- Task prompt
Below are records; say how many of their lines include the word "nice", giving nothing but the number.

==================================================

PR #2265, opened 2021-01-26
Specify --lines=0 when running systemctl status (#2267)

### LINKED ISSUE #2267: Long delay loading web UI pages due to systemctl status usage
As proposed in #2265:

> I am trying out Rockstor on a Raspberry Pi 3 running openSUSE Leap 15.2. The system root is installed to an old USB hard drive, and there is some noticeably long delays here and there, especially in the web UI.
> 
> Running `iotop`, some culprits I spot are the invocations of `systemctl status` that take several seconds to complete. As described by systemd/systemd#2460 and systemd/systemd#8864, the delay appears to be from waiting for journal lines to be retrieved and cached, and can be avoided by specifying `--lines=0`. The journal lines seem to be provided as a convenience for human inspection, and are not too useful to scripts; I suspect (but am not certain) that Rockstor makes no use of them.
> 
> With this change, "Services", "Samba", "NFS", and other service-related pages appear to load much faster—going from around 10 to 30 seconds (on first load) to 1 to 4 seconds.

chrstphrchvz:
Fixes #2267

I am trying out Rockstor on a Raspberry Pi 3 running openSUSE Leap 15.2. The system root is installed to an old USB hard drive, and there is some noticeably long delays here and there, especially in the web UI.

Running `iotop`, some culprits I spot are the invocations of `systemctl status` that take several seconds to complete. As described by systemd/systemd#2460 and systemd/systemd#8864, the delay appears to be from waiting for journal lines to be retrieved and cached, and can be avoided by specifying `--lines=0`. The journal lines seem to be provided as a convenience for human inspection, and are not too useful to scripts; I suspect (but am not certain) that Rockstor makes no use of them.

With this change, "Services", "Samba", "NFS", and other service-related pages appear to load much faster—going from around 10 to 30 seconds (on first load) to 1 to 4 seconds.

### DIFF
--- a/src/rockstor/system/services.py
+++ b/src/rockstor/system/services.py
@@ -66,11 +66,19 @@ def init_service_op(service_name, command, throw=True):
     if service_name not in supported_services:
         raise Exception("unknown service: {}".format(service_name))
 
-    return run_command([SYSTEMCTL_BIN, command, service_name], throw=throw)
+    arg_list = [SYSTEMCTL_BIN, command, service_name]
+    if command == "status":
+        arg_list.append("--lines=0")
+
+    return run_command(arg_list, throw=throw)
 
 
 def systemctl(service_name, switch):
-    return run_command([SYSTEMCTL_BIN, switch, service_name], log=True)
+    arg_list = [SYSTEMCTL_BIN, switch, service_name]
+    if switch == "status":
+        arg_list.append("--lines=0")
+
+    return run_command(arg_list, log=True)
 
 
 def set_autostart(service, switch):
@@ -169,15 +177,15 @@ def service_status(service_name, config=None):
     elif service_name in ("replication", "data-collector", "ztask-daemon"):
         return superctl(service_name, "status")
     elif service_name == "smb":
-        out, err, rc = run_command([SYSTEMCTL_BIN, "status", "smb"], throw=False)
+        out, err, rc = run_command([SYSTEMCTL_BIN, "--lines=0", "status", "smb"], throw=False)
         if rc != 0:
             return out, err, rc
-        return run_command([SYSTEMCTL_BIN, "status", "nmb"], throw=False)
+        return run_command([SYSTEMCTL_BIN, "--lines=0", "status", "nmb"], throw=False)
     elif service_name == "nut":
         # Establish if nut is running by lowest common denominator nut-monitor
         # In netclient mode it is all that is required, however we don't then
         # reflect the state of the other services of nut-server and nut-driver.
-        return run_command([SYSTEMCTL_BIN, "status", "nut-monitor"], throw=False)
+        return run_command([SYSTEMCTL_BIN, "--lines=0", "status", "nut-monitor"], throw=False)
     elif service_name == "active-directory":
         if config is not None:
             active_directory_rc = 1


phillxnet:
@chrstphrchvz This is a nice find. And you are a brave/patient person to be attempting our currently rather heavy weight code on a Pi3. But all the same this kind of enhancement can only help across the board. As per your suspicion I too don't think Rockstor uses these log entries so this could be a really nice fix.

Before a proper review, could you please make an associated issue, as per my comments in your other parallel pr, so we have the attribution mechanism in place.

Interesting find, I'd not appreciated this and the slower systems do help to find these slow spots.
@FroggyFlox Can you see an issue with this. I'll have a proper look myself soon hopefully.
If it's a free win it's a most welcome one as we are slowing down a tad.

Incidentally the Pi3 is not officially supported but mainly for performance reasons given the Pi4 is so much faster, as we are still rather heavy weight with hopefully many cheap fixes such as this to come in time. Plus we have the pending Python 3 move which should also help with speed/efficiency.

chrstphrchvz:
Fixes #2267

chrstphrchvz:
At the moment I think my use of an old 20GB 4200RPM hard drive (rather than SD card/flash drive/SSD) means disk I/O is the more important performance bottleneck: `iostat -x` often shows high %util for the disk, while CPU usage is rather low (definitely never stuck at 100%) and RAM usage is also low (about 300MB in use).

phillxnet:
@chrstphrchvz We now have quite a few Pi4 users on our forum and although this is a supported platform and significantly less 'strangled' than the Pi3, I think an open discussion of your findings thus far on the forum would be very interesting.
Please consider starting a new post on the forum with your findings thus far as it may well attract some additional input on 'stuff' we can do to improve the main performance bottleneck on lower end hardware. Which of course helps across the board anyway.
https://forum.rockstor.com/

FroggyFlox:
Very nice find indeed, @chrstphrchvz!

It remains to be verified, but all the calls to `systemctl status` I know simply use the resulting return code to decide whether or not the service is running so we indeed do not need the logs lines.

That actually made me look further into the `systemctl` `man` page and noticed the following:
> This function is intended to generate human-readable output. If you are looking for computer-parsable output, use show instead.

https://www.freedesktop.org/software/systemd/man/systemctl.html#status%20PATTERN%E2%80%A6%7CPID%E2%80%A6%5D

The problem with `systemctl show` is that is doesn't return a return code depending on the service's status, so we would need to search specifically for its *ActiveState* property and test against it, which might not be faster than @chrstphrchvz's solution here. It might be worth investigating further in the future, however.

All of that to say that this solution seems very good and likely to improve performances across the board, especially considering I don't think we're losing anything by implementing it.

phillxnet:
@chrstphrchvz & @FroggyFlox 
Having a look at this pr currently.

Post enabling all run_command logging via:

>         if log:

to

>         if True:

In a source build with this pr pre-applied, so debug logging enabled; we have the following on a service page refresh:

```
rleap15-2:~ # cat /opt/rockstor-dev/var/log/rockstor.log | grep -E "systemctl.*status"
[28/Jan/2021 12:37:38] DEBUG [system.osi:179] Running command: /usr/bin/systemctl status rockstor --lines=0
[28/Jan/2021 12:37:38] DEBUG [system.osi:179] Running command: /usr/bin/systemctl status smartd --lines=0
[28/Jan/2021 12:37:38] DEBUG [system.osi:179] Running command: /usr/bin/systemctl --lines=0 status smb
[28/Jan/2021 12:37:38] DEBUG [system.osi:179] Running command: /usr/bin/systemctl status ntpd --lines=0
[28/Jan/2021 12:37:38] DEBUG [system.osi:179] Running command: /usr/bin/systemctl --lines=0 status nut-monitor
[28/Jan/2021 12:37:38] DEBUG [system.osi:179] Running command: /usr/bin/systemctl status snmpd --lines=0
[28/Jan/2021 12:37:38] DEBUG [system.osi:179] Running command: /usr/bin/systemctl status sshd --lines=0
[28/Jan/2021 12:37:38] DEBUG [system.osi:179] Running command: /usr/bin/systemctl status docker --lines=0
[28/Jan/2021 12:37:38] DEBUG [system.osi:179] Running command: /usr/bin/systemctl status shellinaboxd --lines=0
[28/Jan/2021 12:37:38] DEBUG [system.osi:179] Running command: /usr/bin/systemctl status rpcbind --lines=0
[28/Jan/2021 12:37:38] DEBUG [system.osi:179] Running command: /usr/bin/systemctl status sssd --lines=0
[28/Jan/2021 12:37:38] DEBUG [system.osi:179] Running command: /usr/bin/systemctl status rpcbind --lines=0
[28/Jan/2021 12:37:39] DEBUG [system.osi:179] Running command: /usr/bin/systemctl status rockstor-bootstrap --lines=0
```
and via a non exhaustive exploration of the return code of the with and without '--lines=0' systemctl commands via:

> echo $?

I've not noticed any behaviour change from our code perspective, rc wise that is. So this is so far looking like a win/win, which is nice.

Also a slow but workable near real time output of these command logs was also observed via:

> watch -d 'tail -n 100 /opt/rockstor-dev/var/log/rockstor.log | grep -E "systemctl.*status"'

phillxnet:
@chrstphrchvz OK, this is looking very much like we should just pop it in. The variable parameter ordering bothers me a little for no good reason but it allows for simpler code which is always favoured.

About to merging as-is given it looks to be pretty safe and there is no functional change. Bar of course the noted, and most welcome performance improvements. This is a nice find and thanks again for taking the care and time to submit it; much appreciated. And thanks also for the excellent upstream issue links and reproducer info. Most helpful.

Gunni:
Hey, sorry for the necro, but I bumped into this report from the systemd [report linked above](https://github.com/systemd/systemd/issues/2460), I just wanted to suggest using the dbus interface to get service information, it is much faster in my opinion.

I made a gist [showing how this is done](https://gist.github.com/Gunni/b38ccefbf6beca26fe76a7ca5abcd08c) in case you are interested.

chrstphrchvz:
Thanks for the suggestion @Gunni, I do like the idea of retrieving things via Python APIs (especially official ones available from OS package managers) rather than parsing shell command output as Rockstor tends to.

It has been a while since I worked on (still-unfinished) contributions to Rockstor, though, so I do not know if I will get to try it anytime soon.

==================================================

- Problem solution
4